Work request.
Transcription of the full listing is required, character for character.

Extracted records.
PR #2151, opened 2024-03-02
[Advanced Users only] CPU AutoTDP

IceStormNG:
This is an experimental implementation of AutoTDP for the CPU. Right now it works with Intel CPUs directly (requires the Winring0 drivers), and all ASUS laptops through the ASUS driver.

To work, RTSS (Riva Tuner Statistics Server) is required! If you don't have it, the feature will not be available to you. 
If you have MSI Afterburner installed, you already have RTSS installed. Afterburner and GHelper AutoTDP can run at the same time without issues (so you can have the overlay from Afterburner and let AutoTDP do the magic). 
Otherwise, you can install it from https://www.guru3d.com/download/rtss-rivatuner-statistics-server-download/

This feature is currently disabled on the ROG Ally... as there will be a special implementation for it at some point.

If your system meets all requirements, the AutoTDP button will show up below the GPU buttons.
image

### What is it?

First of all, this is NOT a framerate limiter. Instead, you should set a framelimiter for  the games you want to use it for in your GPU driver, either Nvidia Control Panel or AMD Radeon Software. 
Modern GPU drivers already have a AutoTDP like feature for their GPUs if you configure a framelimiter in the driver compared to using an external framelimiter or the one integrated into the game.

### So, what is it then?
It's an algorithm that constantly adjusts your CPU's power limits to be just as high as needed to run your game at the intended framerate. Especially on Intel CPUs, this can cut the CPU power usage down significantly, depending on CPU and game.
This will allow you to run the game at very similar performance but with less heat and less power draw. 
This is great if you want to game on battery, or want to reduce fan noise or are stuck with a USB-C charger that can not fully power your device.

### How to set it up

Expected output.
PR #2151, opened 2024-03-02
[Advanced Users only] CPU AutoTDP

IceStormNG:
This is an experimental implementation of AutoTDP for the CPU. Right now it works with Intel CPUs directly (requires the Winring0 drivers), and all ASUS laptops through the ASUS driver.

To work, RTSS (Riva Tuner Statistics Server) is required! If you don't have it, the feature will not be available to you. 
If you have MSI Afterburner installed, you already have RTSS installed. Afterburner and GHelper AutoTDP can run at the same time without issues (so you can have the overlay from Afterburner and let AutoTDP do the magic). 
Otherwise, you can install it from https://www.guru3d.com/download/rtss-rivatuner-statistics-server-download/

This feature is currently disabled on the ROG Ally... as there will be a special implementation for it at some point.

If your system meets all requirements, the AutoTDP button will show up below the GPU buttons.
image

### What is it?

First of all, this is NOT a framerate limiter. Instead, you should set a framelimiter for  the games you want to use it for in your GPU driver, either Nvidia Control Panel or AMD Radeon Software. 
Modern GPU drivers already have a AutoTDP like feature for their GPUs if you configure a framelimiter in the driver compared to using an external framelimiter or the one integrated into the game.

### So, what is it then?
It's an algorithm that constantly adjusts your CPU's power limits to be just as high as needed to run your game at the intended framerate. Especially on Intel CPUs, this can cut the CPU power usage down significantly, depending on CPU and game.
This will allow you to run the game at very similar performance but with less heat and less power draw. 
This is great if you want to game on battery, or want to reduce fan noise or are stuck with a USB-C charger that can not fully power your device.

### How to set it up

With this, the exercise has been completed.